● EXERCISE
Using the word "Describe" as the filter, copy each matching line from the records.

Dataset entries
= Beginning of Section =

PR #1889, opened 2021-08-09
WIP: Added go-ovirt-client to simplify ImageIO data source.

janosdebugs:
**What this PR does / why we need it**:

This PR follows up on oVirt/ovirt-engine-sdk-go#199 and adds the new [go-ovirt-client](https://github.com/ovirt/go-ovirt-client) library. This library makes most of the oVirt-specific code unnecessary and also adds the ability to reliably use mocks for image upload and download.

This PR also fixes an issue where the oVirt client would be [configured not to verify server certificates](https://github.com/kubevirt/containerized-data-importer/blob/main/pkg/importer/imageio-datasource.go#L639).

**Which issue(s) this PR fixes**:

None.

**Special notes for your reviewer**:

This PR is WIP as the go-ovirt-client changes wait for merge + tagging.

**Release note**:
```release-note
NONE
```

**TODO**:

- [ ] go-ovirt-client needs a tagged version with the required changes.
- [ ] go-ovirt needs a tagged version with the required changes.
- [ ] update vendor.

PR #1903, opened 2021-08-23
Implement multi-stage ImageIO imports.

### LINKED ISSUE #1860: Allow downloading snapshots from ImageIO data sources.

/kind enhancement

**What happened**:

A first pass at MTV warm migration from RHV is planned to work with snapshots, so CDI needs a mechanism to find and download snapshots from ImageIO. Right now the ImageIO data source does not handle snapshots.

I would like the ImageIO data source to download snapshots and apply them to a base disk image for warm migration from RHV.

Add multi-stage migration fields to an ImageIO CR, so that it will loop through the given list of snapshots and keep applying them to the base disk.

I have this most of the way implemented, I should have a pull request ready within the next few weeks.

**Environment**:
- CDI version (use `kubectl get deployments cdi-deployment -o yaml`): latest
- Kubernetes version (use `kubectl version`): 1.20.4

mrnold:
This pull request extends the multi-stage import feature to the ImageIO data source, using disk snapshots as the checkpoint implementation. This is intended to allow warm imports from RHV for MTV.

Fixes #1860

Likely looking for backport to v1.38, if possible. I think I might have missed a feature deadline though?

**Release note**:
```release-note
Implement multi-stage ImageIO imports.
```


pkg/apiserver/webhooks/datavolume-validate_test.go
```diff
@@ -455,6 +459,34 @@ func newMultistageDataVolume(name string, final bool, checkpoints []string) *cdi
 		previous = checkpoint
 	}
 
+	var source *cdiv1.DataVolumeSource
+	if sourceType == "vddk" {
```
awels, line 463: Just a bit of food for thought, would it make sense to have a 'sourceFunc' that returns the source data used in the test. Something like:

```go
vddkSource := func() *cdiv1.DataVolumeSource {
  return &cdiv1.DataVolumeSource{
    VDDK: &cdiv1.DataVolumeSourceVDDK{
      BackingFile: "disk.img",
      URL:         "http://example.com/data",
      UUID:        "12345",
      Thumbprint:  "aa:bb:cc",
      SecretRef:   "secret",
    }
}

imageIOSource := func() *cdiv1.DataVolumeSource {
  return &cdiv1.DataVolumeSource{
    Imageio: &cdiv1.DataVolumeSourceImageIO{
      URL:           "http://example.com/data",
      DiskID:        "disk-123",
      SecretRef:     "secret",
      CertConfigMap: "certs",
    },
}

blankSource := func() *cdiv1.DataVolumeSource {
  return &cdiv1.DataVolumeSource{
    Blank: &cdiv1.DataVolumeBlankImage{},
  }
}

func newMultistageDataVolume(name string, final bool, checkpoints []string, sourceFunc func() *cdiv1.DataVolumeSource) * cdiv1.DataVolume {
...
   source := sourceFunc()
...
}
```
And then we just pass the different functions into the table based on what we are testing. That eliminates the if else, else if, else if, else from here

awels (commented):
How is the relationship between this PR and #1889 seems like there would be a lot of conflict there. I did a quick review without looking at the actual data source too closely. I want to figure out how these two PRs relate if at all.

mrnold:
> How is the relationship between this PR and #1889 seems like there would be a lot of conflict there. I did a quick review without looking at the actual data source too closely. I want to figure out how these two PRs relate if at all.

Yes, these will collide messily. I have been talking with Janos and I am planning to help get go-ovirt-client merged cleanly, but it sounds like we can take our time with that. It will take a lot more work to turn #1889 into a drop-in replacement for the current ImageIO importer.

fdupont-redhat:
> How is the relationship between this PR and #1889 seems like there would be a lot of conflict there. I did a quick review without looking at the actual data source too closely. I want to figure out how these two PRs relate if at all.

@awels, there's no direct relationship and indeed there will be conflict.

@janosdebugs, what is the release you're targeting for #1889 ? I really like the idea of using go-ovirt-client, as it will make the ImageIO importer more maintainable. Would you consider splitting #1889 into smaller PRs to allow a more progressive integration and have less conflict ?

pkg/apiserver/webhooks/datavolume-validate_test.go
mrnold: Sure, done.

janosdebugs:
@fdupont-redhat I talked with @awels and we decided that, since my PR has no urgency and I still need to implement snapshot downloading and properly tag the source SDK, this PR has priority. I will rebase as needed.

fdupont-redhat:
Thanks @janosdebugs.

pkg/importer/imageio-datasource.go
```diff
@@ -52,23 +52,29 @@ type ImageioDataSource struct {
...
 	connection ConnectionInterface
+	// currentSnapshot is the UUID of the snapshot to copy, if requested
+	currentSnapshot string
+	// previousSnapshot is the UUID of the parent snapshot, if requested
+	previousSnapshot string
 }
 
 // NewImageioDataSource creates a new instance of the ovirt-imageio data provider.
-func NewImageioDataSource(endpoint string, accessKey string, secKey string, certDir string, diskID string) (*ImageioDataSource, error) {
+func NewImageioDataSource(endpoint string, accessKey string, secKey string, certDir string, diskID string, currentCheckpoint string, previousCheckpoint string, finalCheckpoint string) (*ImageioDataSource, error) {
```
awels, line 62: is finalCheckpoint used anywhere?

pkg/importer/imageio-datasource.go
```diff
@@ -108,24 +110,54 @@ func (is *ImageioDataSource) Info() (ProcessingPhase, error) {
...
+			return ProcessingPhaseError, err
+		}
+
+		backingFile := filepath.Base(imageInfo.BackingFile)
+		if backingFile != is.previousSnapshot {
+			return ProcessingPhaseError, errors.Errorf("snapshot backing file '%s' does not match expected checkpoint '%s', unable to safely rebase snapshot", backingFile, is.previousSnapshot)
+		}
+
+		klog.Info("Successfully copied snapshot data, moving to merge phase.")
+		return ProcessingPhaseMergeDelta, nil
```
awels, line 148: Does it make sense to push this MergeDeltaPhase into the data processor. Are there other sources that would benefit from having the ability to MergeDelta? If not why not just merge the delta in this datasource?

pkg/importer/imageio-datasource.go
```diff
@@ -146,16 +178,7 @@ func (is *ImageioDataSource) Close() error {
...
-			transfersService := is.connection.SystemService().ImageTransfersService()
-			_, err = transfersService.ImageTransferService(itID).Finalize().Send()
-			if err != nil {
-				_, cancelErr := transfersService.ImageTransferService(itID).Cancel().Send()
-				if cancelErr != nil {
-					klog.Errorf("Unable to finalize or cancel transfer! Disk may remain locked until inactivity timeout.\n%v\n%v", err, cancelErr)
-				}
-			}
-		}
+		cleanupTransfer(is.connection, is.imageTransfer)
```
awels, line 181: Should we check the err returned by cleanupTransfer here, like in the defer above?

pkg/importer/imageio-datasource.go
```diff
@@ -196,26 +219,70 @@ func (is *ImageioDataSource) pollProgress(reader *util.CountingReader, idleTime,
...
 	}
+	if it == nil {
+		return nil, uint64(0), nil, conn, errors.New("returned ImageTransfer was nil")
+	}
 
 	// Use the create client from http source.
 	client, err := createHTTPClient(certDir)
 	if err != nil {
-		cancelTransfer(conn, it)
+		cleanupTransfer(conn, it)
```
awels, line 280: Would it make sense to defer the cleanup at the top of this function so we ensure it always get called regardless of errors. Also do we need to clean up the transfer if we are successful? If so, I would also in that defer at least check the err returned during cleanupTransfer, and at a minimum log it

pkg/importer/imageio-datasource.go
```diff
@@ -243,30 +310,183 @@ func createImageioReader(ctx context.Context, ep string, accessKey string, secKe
...
+	}
+
+	for index, storageDomain := range storageDomains.Slice() {
+		storageDomainName, success := storageDomain.Id()
+		if !success {
+			klog.Warningf("Skipping storage domain #%d listed on disk %s", index, diskID)
+			continue
+		}
+
+		storageDomainsService := conn.SystemService().StorageDomainsService()
```
awels, line 459: Can this ever be nil? If so the next line is a potential npe. If not, you can just chain like this:
```go
storageDomainService := conn.SystemService().StorageDomainsService().StorageDomainService(storageDomainName)
```
Same question for storageDomainService, which seems to only be used to find snapshots. And again for diskSnapshotsService, which seems to only be used to list the requests.

pkg/importer/imageio-datasource.go
```diff
@@ -277,30 +497,36 @@ func getTransfer(conn ConnectionInterface, diskID string) (*ovirtsdk4.ImageTrans
...
-		ovirtsdk4.DISKFORMAT_RAW,
+		formatType,
+	).InactivityTimeout(
+		60,
 	).Build()
 	if err != nil {
 		return nil, uint64(0), errors.Wrap(err, "Error preparing transfer object")
 	}
 
+	transfersService := conn.SystemService().ImageTransfersService()
```
awels, line 522: Same question as before, can this be nil? if not why not just chain it? If it can be nil, we should check for it.

pkg/importer/imageio-datasource.go
```diff
@@ -277,30 +497,36 @@ func getTransfer(conn ConnectionInterface, diskID string) (*ovirtsdk4.ImageTrans
...
+	transfer := transfersService.Add()
 	transfer.ImageTransfer(imageTransfer)
 	var it = &ovirtsdk4.ImageTransfer{}
 	for {
 		response, err := transfer.Send()
 		if err != nil {
-			if strings.Contains(err.Error(), "Disk is locked") {
+			if strings.Contains(err.Error(), "Disk is locked") || strings.Contains(err.Error(), "disks are locked") {
```
awels, line 529: Does transfer.Send() return a typed error? I am not a huge fan of checking for strings in an error if the source is sending a typed error.

pkg/importer/imageio-datasource.go
```diff
@@ -320,9 +546,22 @@ func getTransfer(conn ConnectionInterface, diskID string) (*ovirtsdk4.ImageTrans
 		} else if phase == ovirtsdk4.IMAGETRANSFERPHASE_TRANSFERRING {
 			break
 		} else {
+			cleanupTransfer(conn, it)
```
awels, line 549: maybe better as a defer? At a minimum check the returned err

pkg/importer/imageio-datasource.go
janosdebugs: If `conn` is not nil, then the rest will AFAIK never be nil. These are purely Java-esque constructs which we can't change now without breaking compatibility.

pkg/importer/imageio-datasource.go
janosdebugs: Not as far as I know, unless `conn` itself is `nil`.

pkg/importer/imageio-datasource.go
janosdebugs: No, there is no typed error for disk locked unfortunately. This comes directly from the oVirt engine and there is no way to identify it properly. However, you can sidestep the issue by using the correlation_id trick. This involves setting the correlation_id query parameter and then checking if the jobs with that ID are completed. See here: https://github.com/oVirt/go-ovirt-client/blob/5f8e8c7a3b188698e905f54b40a091d64accc88b/client_util.go#L24

pkg/apiserver/webhooks/datavolume-validate_test.go
```diff
@@ -468,15 +503,7 @@ func newMultistageDataVolume(name string, final bool, checkpoints []string) *cdi
...
-			Source: &cdiv1.DataVolumeSource{
-				VDDK: &cdiv1.DataVolumeSourceVDDK{
-					BackingFile: "disk.img",
-					URL:         "http://example.com/data",
-					UUID:        "12345",
-					Thumbprint:  "aa:bb:cc",
-					SecretRef:   "secret",
-				},
-			},
+			Source:          source,
```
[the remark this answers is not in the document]
mrnold: Done.

pkg/importer/imageio-datasource.go
mrnold: I thought it would be when I started, but the ImageIO data source itself ended up not needing it. I took this out.

pkg/importer/imageio-datasource.go
mrnold: Thanks Janos, I chained most of them.

pkg/importer/imageio-datasource.go
mrnold: I chained this one too.

pkg/importer/imageio-datasource.go
mrnold: This is a good trick, but the disk (or snapshot) is not always locked by our own job. If the disk is already locked, there's not much the importer can do except wait for it to unlock.

pkg/importer/imageio-datasource.go
mrnold: The defer before this does the cleanup immediately after the transfer is complete (or failed) instead of leaving it open through any further phases. It checks the error result and sets is.imageTransfer to nil specifically to skip this cleanupTransfer on line 181, so it doesn't make the same kind of sense to do the same thing here.

pkg/importer/imageio-datasource.go
mrnold: No, at this point the transfer ticket is opened, but no data has been copied. It only calls cleanupTransfer on the error exits to try to make sure the disk does not stay locked after failing. This definitely should not clean up the ticket on success, so the defer would have to have some way of knowing about each failure anyway.

The cleanupTransfer function itself already does a good amount of logging, and I wouldn't want an error from cleanupTransfer to obscure the original error that caused it to get called in the first place.

pkg/importer/imageio-datasource.go
mrnold: This one is actually identical to all the other cleanupTransfers in createImageioReader, but it shouldn't be moved out of getTransfer because it's not certain there's really a transfer to clean up until this point. Either way, I still don't think checking the error will add much because there's already lots of logging inside cleanupTransfer and acting on an error from cleanupTransfer might obscure the original reason for failure.

pkg/importer/imageio-datasource.go
mrnold: I kind of liked it this way better at first because it lined up the qemu-img rebase and commit operations with the existing data processor info/resize/convert code, but maybe the implementation is too specific to ImageIO? I'm not sure if there will be other data sources that would benefit from exactly this sequence.

Here is a version with the MergeDelta work rolled up into the ImageIO data source Transfer:
https://github.com/mrnold/containerized-data-importer/compare/imageio-snapshots...mrnold:imageio-snapshots-mergedelta?expand=1

I can merge that in to this pull request if it's preferable.

pkg/importer/imageio-datasource.go
janosdebugs: Fair enough.

pkg/importer/imageio-datasource.go
janosdebugs: That's fine. The calls that need extra checking usually have a second boolean return parameter that tells you if the object was present in the response.

pkg/importer/imageio-datasource.go
awels: Well my first reaction was hmm this seems very specific to imageio, so I don't think it makes sense to expose it in the data processor. But since it is not part of the datasource interface and thus not all the datasources have to implement it, it doesn't do much harm in the data processor. I just wanted to think about if there would be anything else that would have a similar need that would make better to have it in the data processor. So far I can't think of anything. The vddk importer has all of that inside the nbdkit filter.

pkg/importer/imageio-datasource.go
awels: Okay we should encourage the sdk authors to return some typed errors, so we don't have to search for strings in errors in order to determine stuff.

pkg/importer/imageio-datasource.go
awels: This is kind of like checking a close return value in a defer on a file descriptor. There is not much you can do if an error occurs, but purists will argue you should check all errors. I would argue if we are not interested in the error from the cleanupTransfer, then why are we returning it? If we already log the error inside the function and don't want calling functions to do anything with it. Then there is no sense that it is a return parameter.

tests/datavolume_test.go
```diff
@@ -892,10 +941,16 @@ var _ = Describe("[vendor:cnv-qe@redhat.com][level:component]DataVolume tests",
 				dataVolume = utils.NewDataVolumeWithHTTPImportToBlockPV(dataVolumeName, "1G", url(), f.BlockSCName)
 			case "import-vddk":
 				dataVolume = createVddkDataVolume(dataVolumeName, "1Gi", vcenterURL())
-				utils.ModifyDataVolumeWithVDDKImportToBlockPV(dataVolume, f.BlockSCName)
+				utils.ModifyDataVolumeWithImportToBlockPV(dataVolume, f.BlockSCName)
```
awels, line 944: Any reason all of these are using the block storage class?

mrnold: I think that's just what this test section is for: `Describe("Verify DataVolume with block mode",`

It seems like a good idea to test multi-stage imports with block and file volumes, I know I had a problem with this in the past.

pkg/importer/imageio-datasource.go
mrnold: I looked closer at all the cleanupTransfer calls, and I think they can be condensed in a way that it makes more sense to always check its return value. I am testing it out to make sure disks still get unlocked when they should be.

pkg/importer/imageio-datasource.go
awels: I am not that invested one way or the other, we can keep it as is for now, and see if there are other sources that will want it the same way (glance maybe?) if not we can always switch it.

tests/datavolume_test.go
awels: Yeah, that was my thought as well, in general block is the more problematic of the two but better that have some testing on both. You can add some FS tests in another PR.

pkg/importer/imageio-datasource.go
mrnold: Glance might actually be a good guess, it appears to allow the use of qcow2 for at least some operations. It may very well be possible to do the same process for warm migration from OpenStack.

mrnold:
I should mention this requires updating the local imageio-deployment image, in case anyone sees ImageIO functional test failures in their existing workspaces.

= End of Section =

● RESULT OF THIS TASK
@@ -892,10 +941,16 @@ var _ = Describe("[vendor:cnv-qe@redhat.com][level:component]DataVolume tests",
mrnold: I think that's just what this test section is for: `Describe("Verify DataVolume with block mode",`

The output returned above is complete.